Sales have grown steadily, from six systems in 2005 to 60 last year. The cost of an individual system averages $100,000. “This year we plan to be closer to 130 systems,” Barcus says. “Our technology is more widely known now, and Gatekeeper is respected.”

The company worked with the Virginia Economic Development Partnership to expand its international reach. “We took our first business development trip to Saudi Arabia and Jordan in 2005,” Barcus says. “We took another to Kuwait and Amman, Jordan.”

Barcus and Millar directly support their customers even though they often use authorized distributors. “One of our key attributes is that we take care of our customers better than anybody,” Barcus says. “We love face-to-face meetings and side-by-side comparisons.”

The company currently provides all of the vehicle tracking camera and license plate reading technology for the new Doha airport in Qatar. The small products are mounted in the open on poles or sides of buildings, for example, wherever there’s a good view of the street.

The company also works with a few U.S. military bases in Kuwait as well as hotels in Jordan. After a suicide bombing several years ago at the Grand Hyatt in Amman, Jordan, the city turned its attention to non-invasive ways to monitor traffic. “When bad stuff is going on, that is a Gatekeeper place,” Barcus says. “We are trying to give people tools to make their lives a little safer.” 
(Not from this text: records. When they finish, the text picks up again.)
PR #1421, opened 2020-07-21
Fix --gov-script requirements

eddyashton:
Fix daily build failure, caused by the code changes in [#1415](https://github.com/microsoft/CCF/pull/1415/files#diff-797fc5ba90a3fcd2d165899c4b735d24). We don't need a normalised abs path (what the previous code did), just an abs path. Additionally, we can't make it required because its actually _not_ required for the `--recover` case. ~~This sadly means it is not required for anything apart from `start_network.py`, but if its ever missing we'll get ugly errors later...~~ Instead, we assert its set just before use, at least getting a clear error.

### DIFF
--- a/tests/infra/e2e_args.py
+++ b/tests/infra/e2e_args.py
@@ -8,12 +8,11 @@ import sys
 
 
 def absolute_path_to_existing_file(arg):
-    abs_arg = os.path.abspath(arg)
-    if arg != abs_arg:
+    if not os.path.isabs(arg):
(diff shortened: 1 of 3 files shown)


eddyashton:
[Here](https://dev.azure.com/MSRC-CCF/CCF/_build/results?buildId=10844&view=logs&j=5435e0ac-25e5-5426-50be-61b0d0ea8d34&t=fe98d859-2537-5570-75af-de67d4290f3a) is a successful run of the Daily CI's "Test installed CCF" job on this branch.

Issue #1183, opened 2020-05-15
Metrics and state endpoints


achamayou:
Expose a metrics endpoint (based on https://microsoft.github.io/CCF/master/users/rpc_api.html?highlight=status#getmetrics) with throughput and latency information, for service monitoring purposes. We also probably want to expose things like that conflict rates/counts.

achamayou:
After discussion, we probably want multiple different metric endpoints to cover different aspects of the service.

Consensus:

1. `/commit`, which exposes committed `seqno` and `view` on the node
2. `/status`, which exposes the status of the node (also see #1052)
2. `/topology`, which exposes the node's knowledge of the service topology (ie. primary in current config, active configs if primary etc)

Resource usage:

1. `/memory` which should expose the total vs used amount of memory

Endpoint-level metrics:

For each business endpoint, we want to expose:

1. number of requests
2. number of successful responses (2xx. 3xx)
3. number of error responses (4xx)
4. number of failure responses (5xx)

We will probably want to add more detail to this over time (request/response size and latency distribution over a rolling period), but this should be enough to start with.

lynshi:
Will a user or member identity be required to communicate with these endpoints, or can the client be unauthenticated? In particular, `/status` will have to be open because a joining node has no access to the identity tables if it's not part of the network yet. In general, it's more convenient to not have to provide certificates for these as well as long as they're read-only.

achamayou:
@lynshi I don’t think we want to require authorisation, they don’t give access to any confidential information. We can change that easily if need be.

achamayou:
Update: `/memory` is blocked on the necessary API being available in Open Enclave.

`/topology` or perhaps `consensus/config` is queued behind current work on raft.

achamayou:
`/config` is there now, but `/memory` is pending the next Open Enclave release (changes are in master now).

PR #1422, opened 2020-07-22
Initial endpoint metrics implementation

achamayou:
#1183

Add a basic `/endpoint_metrics`:

```
{'metrics':
  [
    {'calls': 0, 'errors': 0, 'failures': 0, 'path': 'api', 'verb': 'GET'},
    {'calls': 0, 'errors': 0, 'failures': 0, 'path': 'api/schema', 'verb': 'GET'},
    ...
  ]}
```

Calls are all user requests that were successfully dispatched to an endpoint, errors are 4xx and failures are 5xx.

Forwarded calls are counted as calls, and as failures if they fail to forward. Failures in actual logic are counted on the executing node rather than the forwarder.


src/node/rpc/frontend.h
```diff
@@ -252,6 +253,8 @@ namespace ccf
         }
       }
 
+      endpoint->metrics.calls++;
```
eddyashton, line 256: Is there a reason that the `404`s and `405`s above aren't counted in any of the metrics?

src/apps/js_generic/js_generic.cpp
```diff
@@ -290,7 +290,7 @@ namespace ccfapp
 
       auto scripts = tx.get_view(this->network.app_scripts);
       scripts->foreach([&out](const auto& key, const auto&) {
-        out.methods.push_back(key);
+        out.endpoints.push_back({"POST", key});
```
eddyashton, line 293: This isn't correct. We currently have keys like `GET log/private`, and use these for dispatch (see ~line 171 in `js_generic.cpp`). For backwards compatibility, if we don't a `verb` prefix then we'll actually match anything (ie - if we install a handler at just `foo/bar`, it'll accept `GET foo/bar`, `DELETE foo/bar`, etc).

This backwards compatibility is probably pointless since our js/lua support is still barebones, so we should probably instead require that we have a verb-prefix when we add things to the scripts table. Then here we can split on `" "` (or a better delimiter) to find the supported verb and path.

src/node/rpc/frontend.h
achamayou: Sorry, I don't understand what you mean by that.

achamayou: If you mean the failure to dispatch, I don't know what endpoint we would attribute those to. Perhaps they ought to be their own category?

eddyashton: Ah of course, any errors before this aren't attributable to a specific endpoint. Fair enough! I'd be tempted to thrown in a global "dispatch failures" counter, but ideally that'd be incremented from everywhere that returns a pre-dispatch error, which is awkward. So I think ignoring them for now is fine!

src/apps/js_generic/js_generic.cpp
achamayou: Thanks for the heads up!

achamayou:
@eddyashton what do you think of re-structuring the output for this and for /api along those lines:

```
{'paths':
  [
    'api': {'GET': {'calls': 0, 'errors': 0, 'failures': 0}},
    'foo': {'GET': {'calls': 0, 'errors': 0, 'failures': 0},
              'PUT': {'calls': 0, 'errors': 0, 'failures': 0},
    },
    ...
  ]}
```

That's closer to the OpenAPI structure and it seems easier to use.

eddyashton:
@achamayou I think that's a sensible structure for `/metrics`.

For `/api`, the goal is to return a real OpenAPI document (I have a branch that's 80% of the way there, just need to find time to finish it). I don't mind if we tweak the structure a little, but I don't think its worth investing much effort/thought when its going to be replaced 'soon'. Its only really used by the `schema_test` and for quick manual validation of test networks, so I don't know if there's value in making its temporary form more structured?

achamayou:
Ok, I'll change /metrics and leave /api as is. They are extremely similar now, and I think there's a good argument for keeping them similarly structured/keyed in the future too, but if you've got the OpenAPI changes coming soon, that's fine.

src/apps/js_generic/js_generic.cpp
```diff
@@ -290,8 +290,14 @@ namespace ccfapp
...
-        out.methods.push_back(key);
-        return true;
+        size_t s = key.find(' ');
+        if (s != std::string::npos)
+        {
+          out.endpoints.push_back(
+            {key.substr(0, s), key.substr(s + 1, key.size() - (s + 1))});
+          return true;
+        }
+        return false;
```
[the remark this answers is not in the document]
achamayou: I was doing that while testing, but it didn't catch any, so yes, defaulting to POST is ok. It's fairly temporary anyway, I think I want the keys to be structured rather than space separated, and we can do that when we make the handlers independent.

tests/e2e_logging.py
```diff
@@ -220,6 +220,31 @@ def test_raw_text(network, args):
...
 
+@reqs.description("Read metrics")
+@reqs.supports_methods("endpoint_metrics")
+def test_metrics(network, args):
+    primary, _ = network.find_primary()
+
+    with primary.client("user0") as c:
+        r = c.get("/app/endpoint_metrics")
+        metrics = {m["path"]: m for m in r.body["metrics"]}
+        assert metrics["endpoint_metrics"]["calls"] == 1
```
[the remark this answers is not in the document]
achamayou: Yes, good point.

Economy in Sterling (Loudoun County)
Loudoun County is constantly diversifying its economy. Industry targets include aerospace, information and communications technology, data centers, air cargo, life and health sciences and government contractors. The county’s labor force has grown 80 percent over the past 10 years. It has more than 900 federal government prime contractors and is home to a large number of data centers, with more than 4.3 million square feet of space. Up to 70 percent of the world’s Internet traffic passes through the county on a daily basis. Large employers with up to 5,000 employees include AOL Inc.; United Airlines; Raytheon Technical Services, which specializes in defense, security and civil markets; and M.C. Dean Inc., a systems integration firm. The county also is home to Washington Dulles International Airport.

Economy in Dubai
The city of Dubai is moving toward a technology-driven economy that will complement its revenues from oil. Dubai was named the overall leading investment destination in the Middle East Cities of the Future 2012/2013 report of  fDi Magazine, a foreign direct investment publication. It came in first in the categories of economic potential, infrastructure, business friendliness and strategy. The Emirate has a diversified list of industry sectors that include logistics, financial services, hospitality, tourism, construction and manufacturing. It attracts many international organizations and multinational corporations because of its focus on the development of information and communication technology. The city is home to the Dubai Biotechnology and Research Park. Companies based in the Emirate include Emirates airline; Halliburton, a provider of products and services to the energy industry; Leisure Corp., which invests in sports and leisure activities; and Advanced Global Trading, an investment group.